Issue #1487, opened 2015-12-16
Add support for user expiry


alexmuller:
This pull request was [originally opened on GitHub Enterprise](https://github.gds/gds/puppet/pull/1487) on Wednesday 05 March 2014 at 11:52 GMT before GOV.UK's Puppet code was migrated to a public GitHub repository.

Issue #1402, opened 2015-12-16
Remove Ben Firshman


alexmuller:
This pull request was [originally opened on GitHub Enterprise](https://github.gds/gds/puppet/pull/1402) on Wednesday 12 February 2014 at 09:16 GMT before GOV.UK's Puppet code was migrated to a public GitHub repository.

PR #4088, opened 2016-02-11
Add support for user expiry

mattbostock:
After comments on #1402, adds support for user expiry so we can set a
user's expiry date when we learn their leaving date, rather than having
to push a release out on the day.

Credit goes to @philandstuff who originally raised this as #1487. I've added some validation for the date format.

### DIFF
--- a/modules/govuk/manifests/user.pp
+++ b/modules/govuk/manifests/user.pp
@@ -24,6 +24,11 @@
 # [*shell*]
 #   The user's login shell. Default: "/bin/bash"
 #
+# [*expiry*]
+#   The expiry date for this user. Must be provided in a zero-padded YYYY-MM-DD
+#   format - e.g. 2010-02-19. If you want to make sure the user account never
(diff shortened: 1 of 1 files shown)


modules/govuk/manifests/user.pp
```diff
@@ -68,9 +74,12 @@
     $membership = 'minimum'
   }
 
+  validate_re($expiry, '^(absent|\d{4}-\d{2}-\d{2})$')
```
surminus: Not a biggie, but it's a shame Puppet doesn't seem to have a function to validate a date specifically. I am not sure what the behaviour would be if an invalid date is inputted (like 2016-02-30).

mattbostock: It'd be nice, but complex to implement ourselves and I don't think there's anything readily available that we could use.

rjw1:
useful addition. merge when ready

philandstuff:
:whale:

PR #4090, opened 2016-02-11
Extract govuk::scripts into its own module

mattbostock:
In a bid to breakup the monolithic `govuk` module.


surminus:
:+1: looks good

PR #4096, opened 2016-02-11
Move files to their appropriate modules

mattbostock:
There's a few files in the `govuk` module that don't belong in that module. Move them to their rightful place.


surminus:
:+1: I think all of this make sense

PR #4392, opened 2016-05-09
Don't reboot while logrotate is running

alexmuller:
We have a theory that machines rebooting while logrotate is running causes logrotate to get confused and never rotate some logfiles, which causes the root partition to fill up, which is really annoying.

### DIFF
--- a/modules/govuk_unattended_reboot/templates/etc/unattended-reboot/check/00_safety.erb
+++ b/modules/govuk_unattended_reboot/templates/etc/unattended-reboot/check/00_safety.erb
@@ -3,3 +3,8 @@
 if ! [[ "$(/usr/local/bin/govuk_setenv default /usr/bin/printenv SAFE_TO_REBOOT)" =~ ^(yes|overnight)$ ]]; then
   exit 1
 fi
+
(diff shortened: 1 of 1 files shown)


surminus:
:+1: Super! Interested to see if the theory is more than just a theory. Also, why do I never think of `pgrep`? Much more complete than `pidof`, which I tend to think of.

modules/govuk_unattended_reboot/templates/etc/unattended-reboot/check/00_safety.erb
```diff
@@ -3,3 +3,8 @@
 if ! [[ "$(/usr/local/bin/govuk_setenv default /usr/bin/printenv SAFE_TO_REBOOT)" =~ ^(yes|overnight)$ ]]; then
   exit 1
 fi
+
+# Don't reboot while logrotate is running
+if pgrep "logrotate" > /dev/null; then
```
rjw1: full path?

alexmuller: Amended

PR #4393, opened 2016-05-09
Add recovery options

surminus:
This just creates the required recovery.conf file in the PostgreSQL config directory. It also updates a couple of parameters to use globally set parameters by the main postgresql class because I did not want to hardcode version numbers.


surminus:
Opened prematurely after testing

──────────

= Your goal =
Wherever the word "modules" turns up in the material, copy the whole line.

= Task result =
--- a/modules/govuk/manifests/user.pp
+++ b/modules/govuk/manifests/user.pp
modules/govuk/manifests/user.pp
Move files to their appropriate modules
--- a/modules/govuk_unattended_reboot/templates/etc/unattended-reboot/check/00_safety.erb
+++ b/modules/govuk_unattended_reboot/templates/etc/unattended-reboot/check/00_safety.erb
modules/govuk_unattended_reboot/templates/etc/unattended-reboot/check/00_safety.erb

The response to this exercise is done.